The executioners, skilled as they were at handling tormented wretches, kept their hold on Maksoud with difficulty.
And then the cool voice of the sultan, as he emerged from the pit: "Well, Ismeddin, couldn't you wait for me? I heard his howling long before I reached the surface."
"Mercy, O Magnificent! Not into that pit of Iblis!"
"The penalty of poor marksmanship, Maksoud," declared the sultan. "Had you practised in private a few more days, I would not be here deciding your fate."
He smiled and stroked his beard.
"And so you fancied being sultan, did you?" resumed Schamas ad Din. "Those wild fancies are deplorable. Yussuf, here, has devised an entertainment worthy of your bungling; but he shall save it for another."
The chief of the black slaves looked up from his implements, and grinned.

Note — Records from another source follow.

PR #10136, opened 2025-03-16
systems/c-lcrypt: Upgraded for version 4.0.0

rizitis:
systems/c-lcrypt: Updated for version 4.0.0


rizitis:
There is also version 3.0.0 in slackbuilds/ready, I don't know how to do it in those cases...

willysr:
please rebase on top of my commit

PR #10153, opened 2025-03-18
python/python3-boto3: Update for 1.36.24

isaackwy:
This version bump is to synchronize with botocore 1.36.24 (the version at SlackBuilds.org).

I might go back to regular Slackware maintenance a few months later... I only got inspired from trying to fix the recent OpenSnitch build error.


willysr:
@sbo-bot: build python/python3-boto3

PR #10314, opened 2025-03-28
multimedia/MediathekView: Updated for version 14.2.0.

newHeiko:
Fails sbopkglint: The .so-files from the included JRE are not executeable and not stripped. I prefer not to change that to not mess with the JRE.


willysr:
@sbo-bot: build multimedia/MediathekView

willysr:
merged

PR #150, opened 2015-03-22
PARQUET-229 Add a strict thrift projection API with backwards compat support

isnotinvain:
Currently, the thrift projection API accepts strings in a very general glob format that supports not only wildcards like `*` and `?` and expansions (`{x,y,z}`) but also character classes `[abc]`, and negation.
Because of this flexibility, it's hard to give users good error reporting, for example letting them know that when they requested columns `foo.bar.{a,b,c}` there is actually no such column `foo.bar.c`.

This PR introduces a new syntax that supports a more restrictive form of glob syntax and enforces that all **expansions** of a glob match a column, not just that all globs match a column. The new syntax is very simple and only has four special characters: `{`,`}`,`,`, and `*`

It supports glob expansion, for example:
`home.{phone,address}` or `org.apache{-incubator,}.foo`

And the wildcard `*` which is treated the same way as java regex treats `(.*)`, for example:
`home.*` or `org.apache*.foo`

In the new syntax glob paths mean "keep all the child fields of the field matched by this glob", just like variable access would work in a programming language. For example: `x.y.z` means keep field `z` and all of its children (if any). So it's not necessary to do `x.y.z.*`. However, `x.y.z` would not keep field `x.y.zoo`. If that was desired, then `x.y.z*` could be used instead.

Setting `"parquet.thrift.column.filter"` will result in the same behavior that it does currently in master, though a deprecation warning will be logged. The classes that implement the current behavior have been marked as deprecated, and using this will log a warning.

Setting `"parquet.thrift.column.projection.globs"` will instead use this new syntax, and entry points in the various Builder's in the codebase is added as well.

This PR does a little bit of cleanup as well, moving some shared methods to a `Strings` class and simplifying some of the class hierarchy in `ThriftSchemaConverterVisitor`. There are a few `// TODO Why?` added as well that I wanted to ask about.


isnotinvain:
cc @tsdeng @julienledem

parquet-cascading/src/main/java/parquet/cascading/ParquetValueScheme.java
```diff
@@ -105,9 +119,17 @@ public ParquetValueScheme(Config<T> config) {
     this.config = config;
   }
 
+  // TODO: Why is there thrift references in this file?
```
isnotinvain: just wanted to call this question out

parquet-common/src/main/java/parquet/glob/GlobParser.java
```diff
@@ -0,0 +1,224 @@
...
+    int anchor = 0; // first un-parsed character position
+
+    for (int i = 0; i < pattern.length(); i++) {
+      char c = pattern.charAt(i);
+
+      switch (c) {
+        case ',':
+          if (unmatchedBraces == 0) {
+            // commas not allowed in the top level expression
+            // TODO: maybe turn this check off?
```
isnotinvain: what do you think?

parquet-thrift/src/main/java/parquet/thrift/ThriftSchemaConvertVisitor.java
```diff
@@ -49,25 +50,21 @@
...
-  }
-
-  FieldProjectionFilter fieldProjectionFilter;
-  Type currentType;
-  FieldsPath currentFieldPath = new FieldsPath();
-  Type.Repetition currentRepetition = Type.Repetition.REPEATED;//MessageType is repeated GroupType
-  String currentName = "ParquetSchema";
+  private Type currentType;
+  private Type.Repetition currentRepetition = Type.Repetition.REPEATED; // MessageType is repeated GroupType
+  private String currentName = "ParquetSchema"; // TODO: why?
```
isnotinvain: just want to call out this question

parquet-thrift/src/main/java/parquet/thrift/ThriftSchemaConvertVisitor.java
```diff
@@ -90,7 +87,7 @@ public void visit(ThriftType.MapType mapType) {
     //=========handle value
     currentFieldPath.push(mapValueField);
     currentName = "value";
-    currentRepetition = OPTIONAL;
+    currentRepetition = OPTIONAL; // TODO: why?
```
isnotinvain: Why are map value optional? If they get projected out, we replace them with null?

parquet-thrift/src/main/java/parquet/thrift/ThriftSchemaConvertVisitor.java
```diff
@@ -100,6 +97,7 @@ public void visit(ThriftType.MapType mapType) {
       return;
     }
 
+    // TODO: this can never happen
     if (keyType == null && valueType != null)
```
isnotinvain: Intellij points out that this if statement is unreachable -- is this a bug?

isnotinvain:
Tests running here: https://travis-ci.org/isnotinvain/incubator-parquet-mr/builds/55340816

parquet-cascading/src/main/java/parquet/cascading/ParquetValueScheme.java
julienledem: Filters are defined in terms of the thrift schema and T has to be either a Thrift of Scrooge generated class.
Possibly this should be refactored or renamed.

parquet-thrift/src/main/java/parquet/thrift/ThriftSchemaConvertVisitor.java
tsdeng: yes, the value of a map can be projected out

isnotinvain: can parts of the key be projected out? That wouldn't make any sense right?

isnotinvain: I should double check if we enforce that you can't project fields nested under a key

parquet-cascading/src/main/java/parquet/cascading/ParquetValueScheme.java
isnotinvain: ok

isnotinvain:
tests passed: https://travis-ci.org/isnotinvain/incubator-parquet-mr/builds/57598699

tsdeng:
could you also update this doc with the new API? https://github.com/apache/incubator-parquet-mr/blob/master/parquet_cascading.md
It could serve as a tutorial for users to use it

tsdeng:
minor comment, otherwise LGTM

parquet-thrift/src/main/java/parquet/thrift/ThriftSchemaConvertVisitor.java
isnotinvain: revisit this later

PR #151, opened 2015-03-23
[PARQUET-198] Initial commit of ParquetAvroScheme (WIP)

AndreSchumacher:
This is a first attempt of adding a ParquetAvroScheme to parquet-cascading that can be used to read and write Avro records from Parquet files (say, from within Scalding). The code draws heavily on the Thrift implementation of the respective classes.

Currently only code-generated Avro classes are supported.

This code is also partly based on the work done here: https://github.com/epishkin/scalding/tree/parquet_avro/scalding-parquet


dkincaid:
Any chance this will eventually make it into the codebase? I could really use it.

PR #152, opened 2015-03-25
PARQUET-220: do not log unnecessary warnings on initializing ParquetRecordReader

kostya-sh:
Refactored to replace TaskInputOutputContext with TaskAttemptContext.

ParquetRecordReader used to check that the passed context is instance of
TaskInputOutputContext however the functionality it uses doesn't rely on this
fact.


julienledem:
Thanks!
The build is failing because you changed public methods.
We could add this package (parquet/hadoop/util/counters) to the list of internal apis in:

"That pit, master ... spare me that!"
"Well, and so be it, Maksoud ... ungrateful son of my brother. But listen: I have devised a doom which will make that pit seem a childish game, and the companions of the pit pleasant playmates. For those whom these ruins have done to death and torment and madness have lived but a month or two of frenzy. But what I have devised——"
He paused, ignoring the prisoner and his pleas. The sultan's smile faded, and his features became drawn and thoughtful. He leaned against the balustrade, and stared at those eleven all too life-like figures squatting on their pedestals of chiseled stone.